PR #2271, opened 2018-03-01
Migrate to gm constants

shadeofblue:
remove download-timeout-related constants and helpers from golem core
and use the ones from `golem-messages 1.12.2` instead


jiivan (approved):
:cookie:

mfranciszkiewicz (approved):

PR #2281, opened 2018-03-02
do not regenerate keys + support for ^C (SIGINT) @ key generation + en-/decrypt clean-up

### LINKED ISSUE #2213: remove key-regeneration feature before main net release

### LINKED ISSUE #2230: Golem doesn't handle sigterm when generating key
Probably related to #2155 

If you set too high difficulty and golem is generating a key for too long time, you have to kill it with sigkill (kill -9). Ctrl+C or sigterm is ignored.

@tworec

tworec:
closes #2230 
closes #2213


tworec:
For reviw brevity pls look only @ first commit a41c04dfd.
Second one is just tests speed-up

golem/node.py
```diff
@@ -167,7 +166,8 @@ def _setup_apps(self) -> None:
 
     def _error(self, msg: str) -> Callable:
         def log_error_and_stop_reactor(err):
-            logger.error("Stopping because of %s error: %r", msg, err)
-            self._reactor.callFromThread(self._reactor.stop)
+            if not self._reactor._stopped:  # pylint: disable=protected-access
```
mfranciszkiewicz: `if self._reactor.running:` should be safer to use

golem/core/keysauth.py
```diff
@@ -174,13 +175,18 @@ def _load_and_check_keys(priv_key_path: str,
...
+        from twisted.internet import reactor
         logger.info("Generating new key pair")
         started = time.time()
         while True:
             priv_key = mk_privkey(str(get_random_float()))
             pub_key = privtopub(priv_key)
             if KeysAuth.is_pubkey_difficult(pub_key, difficulty):
                 break
+            # ugly, but this gets True on reactor stop (eg. ^C hit by user)
+            if reactor._startedBefore:  # pylint: disable=protected-access
```
mfranciszkiewicz: Alternatively, you could do something like `while reactor.running` and conditionally raise the exception outside the loop.

golem/node.py
tworec: right

golem/core/keysauth.py
tworec: ok, I was thinking about something similar, but thought that it will be too much hassle with tests, where `KeysAuth` is not invoked from within reactor. But I've found solution for this

tests/golem/core/test_keysauth.py
```diff
@@ -295,17 +294,37 @@ def test_encrypt_decrypt(self):
...
         key_name = str(random())
         password = 'passwd'
 
         # Generate new key
-        KeysAuth(
-            datadir=self.path,
-            private_key_name=key_name,
-            password=password,
-        )
+        with patch.dict('ethereum.keys.PBKDF2_CONSTANTS', {'c': 1}):
```
Krigpl: Would it be possible to somehow override this constant in `testutils.TempDirFixture::setUp`? Then everything would so much easier.

tworec: good point, I'll try

tworec: @Krigpl done

golem/testutils.py
```diff
@@ -41,6 +42,9 @@ def setUpClass(cls):
     #         shutil.rmtree(cls.root_dir)
 
     def setUp(self):
+        # instead of patch.dict('ethereum.keys.PBKDF2_CONSTANTS', {'c': 1})
```
Krigpl: A small comment explaining why, like `KeysAuth uses it but by default it takes too long which is unnecessary for tests blah balh`

golem/core/keysauth.py
```diff
@@ -182,6 +185,11 @@ def _generate_keys(difficulty: int) -> Tuple[bytes, bytes]:
             if KeysAuth.is_pubkey_difficult(pub_key, difficulty):
                 break
 
+            # lets be responsive to reactor stop (eg. ^C hit by user)
+            if reactor_started and not reactor.running:
+                logger.warning("reactor stopped, aborting key generation ..")
```
Krigpl, line 179: No need for log message if you're throwing an exception - it's gonna be caught somewhere and logged anyway

tests/golem/core/test_keysauth.py
```diff
@@ -1,6 +1,7 @@
 import json
```
Krigpl: Can you check whethe rlines 24-36 are still needed after the patching in `TempDirFixture` ?

tests/golem/task/dummy/runner.py
```diff
@@ -58,14 +58,13 @@ def create_client(datadir):
     config_desc.init_from_app_config(AppConfig.load_config(datadir))
     config_desc.key_difficulty = 0
 
-    with mock.patch.dict('ethereum.keys.PBKDF2_CONSTANTS', {'c': 1}):
```
Krigpl: I'd leave this one as it may or may not be called from unit test env.

Krigpl (changes requested):

golem/testutils.py
tworec: ok

golem/core/keysauth.py
tworec: nope. it is not caught because reactor is stopped...

tests/golem/task/dummy/runner.py
tworec: this is inside `tests` dir. Is there any other purpose of this code than testing?

golem/core/keysauth.py
Krigpl: Then it will crash the process and be logged on the stderr anyway, right?

tests/golem/task/dummy/runner.py
Krigpl: The way it works is that `test_dummy` is in the unittest env, patches this method then calls `run_simulation` which spawns new processes for the clients, meaning that this particular call is executed not in the unittest env anymore, thus this method is not patched.
I think that's the case, not 100% sure so you can always just run it and see.

golem/core/keysauth.py
tworec: nope

Krigpl: So it's silently swallowed? That doesn't sound right

golem/core/keysauth.py
```diff
@@ -44,11 +40,11 @@ def get_random(min_value: int = 0, max_value: Optional[int] = None) -> int:
 
 def get_random_float() -> float:
     """
-    Get random number in range (0, 1)
     :return: Random number in range (0, 1)
     """
-    result = get_random(min_value=2)
-    return float(result - 1) / float(10 ** len(str(result)))
+
+    random = get_random(min_value=1, max_value=sys.maxsize - 1)
```
Krigpl, line 46: Awesome, I was always disgusted by the previous implementation but never got to change it :P

golem/core/keysauth.py
```diff
@@ -70,11 +67,8 @@ def decode_bytes(obj):
             for k, v in obj.items():
                 obj[k] = decode_bytes(v)
         return obj
-    return decode_bytes(json.loads(keystore))
-
 
-class WrongPasswordException(Exception):
```
Krigpl: Can I have it back? I actually use it in my PR.

golem/core/keysauth.py
```diff
@@ -223,33 +207,15 @@ def get_difficulty(key_id: str) -> int:
         """
         return int(math.floor(256 - math.log2(sha2(decode_hex(key_id)))))
 
-    def encrypt(self, data: bytes, public_key: Optional[bytes] = None) -> bytes:
```
Krigpl, line 236: Hard to tell for me whether they are actually no used (yay Python), so I assume you tested it e2e?

requirements-test.txt
```diff
@@ -1,4 +1,3 @@
-freezegun
```
Krigpl: huh ?

Krigpl (changes requested):
lgtm in general, but give me back my exception :(

requirements-test.txt
tworec: sorry, I wasn't careful

golem/core/keysauth.py
tworec: it was clumsy and... broken. It would never return anything below 0.1

golem/core/keysauth.py
tworec: please notice that this exception is thrown **_after_** reactor is stopped, so no callback nor errback would be executed. I'm throwing it to break processing. It could be `return`, but i think `raise` is more natural in this situation. Logger is additional, to be informative to our users.

golem/core/keysauth.py
tworec: ok

golem/core/keysauth.py
tworec: yup. i've succesfully act as a requestor and provider with this code

tests/golem/task/dummy/runner.py
tworec: yes, that was the case. Thanks pointing out

tests/golem/network/transport/test_tcpnetwork.py
```diff
@@ -68,8 +68,8 @@ def test_progress(self):
 
     def __make_encrypted_session_mock(self):
         session = MagicMock()
-        session.encrypt.side_effect = self.ek.encrypt
-        session.decrypt.side_effect = self.ek.decrypt
+        session.encrypt.side_effect = lambda x: x
+        session.decrypt.side_effect = lambda x: x
```
tworec: I've tested it e2e ie. started node and requested task which successfully finished, and from other side my node has successfully served as a provider. Can I remove this test?

tests/golem/network/transport/test_tcpnetwork.py
```diff
@@ -175,8 +175,8 @@ def test_progress(self):
...
```
tworec: same here...

tests/golem/network/transport/test_tcpnetwork.py
jiivan: Yes, this functionality is not used anymore (moved to golem-messages)

jiivan (approved):
LGTM

golem/core/keysauth.py
```diff
@@ -70,10 +67,19 @@ def decode_bytes(obj):
...
+
     return decode_bytes(json.loads(keystore))
 
 
-class WrongPasswordException(Exception):
+class WrongPassword(Exception):
+    pass
+
+
+class NotDifficultEnough(Exception):
```
Krigpl: I introduced `WrongPasswordException` because I'm actually catching it, I dunno if there's need for specialized exception types for those two other errors.

golem/core/keysauth.py
```diff
@@ -158,22 +161,19 @@ def _load_and_check_keys(priv_key_path: str,
...
-            logger.warning("Loaded key is not difficult enough.")
-            return None
+            raise NotDifficultEnough
 
         return priv_key, pub_key
 
     @staticmethod
     def _generate_keys(difficulty: int) -> Tuple[bytes, bytes]:
+        from twisted.internet import reactor
+        reactor_started = reactor.running
```
Krigpl, line 168: I don't fully understand meaning of this variable. When can it be `false`? When we received SIGINT just after reactor has started and we haven't reached this point yet, right? In which case we won't abort the while loop. What am I missing?

tests/golem/network/transport/test_tcpnetwork.py
tworec: thx @jiivan !

golem/core/keysauth.py
tworec: ok, I taught that it is a good practice to introduce named exception in python... will remove two other

golem/core/keysauth.py
tworec: maybe it is wrong by design, but it is here just for tests purposes; `keysauth` is invoked w/o `reactor` in most test cases, and  `reactor.running = False` all the time then. But in production `keysauth` is invoked as `deferred` from within `reactor`,  so `reactor` must be up and running already.

Krigpl: That looks sketchy and should be resolved on the unit tests level.
How about introducing a method like `should_stop_generating_key` which returns whether reactor is running and can be mocked in tests to simply return true?

tworec: to much hassle... ;) after re-consideration I think it is good in current shape, as it enables `keysauth` usage from outside of reactor.

Krigpl: I'm not gonna insist on changing that but want to stress my points again:
1. This is prone to race condition I mentioned, where we receive SIGINT and stop reactor before setting this value, this the loop won't break.
2. I find it bad practice to put some code in production code just to make the tests pass, as you mentioned it indicated bad design. But if we decide to go this route then an explanatory comment would be beneficial as there might be other people like me wondering what this variable is for and trying to remove it, because it looks unnecessary - just to find out later that it breaks all the tests for some reason.

tworec: ad1. right, but it is race condition between reactor and user mainly, so in worst case user will wait... not a big deal I think, while it is near impossible to hit CTRL+C between `reactor.run` and invocation of this assignment. 

ad2. fell free to add such a comment. I see that you're changing this file in #2289

tworec: and @Krigpl thanks for really insightful comments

=======

:: INSTRUCTIONS TO FOLLOW ::
Would you give again, word for word, every line from the one with "Krigpl: I'm not" through the final line of the listing above?

:: RESULT BELOW ::
Krigpl: I'm not gonna insist on changing that but want to stress my points again:
1. This is prone to race condition I mentioned, where we receive SIGINT and stop reactor before setting this value, this the loop won't break.
2. I find it bad practice to put some code in production code just to make the tests pass, as you mentioned it indicated bad design. But if we decide to go this route then an explanatory comment would be beneficial as there might be other people like me wondering what this variable is for and trying to remove it, because it looks unnecessary - just to find out later that it breaks all the tests for some reason.

tworec: ad1. right, but it is race condition between reactor and user mainly, so in worst case user will wait... not a big deal I think, while it is near impossible to hit CTRL+C between `reactor.run` and invocation of this assignment. 

ad2. fell free to add such a comment. I see that you're changing this file in #2289

tworec: and @Krigpl thanks for really insightful comments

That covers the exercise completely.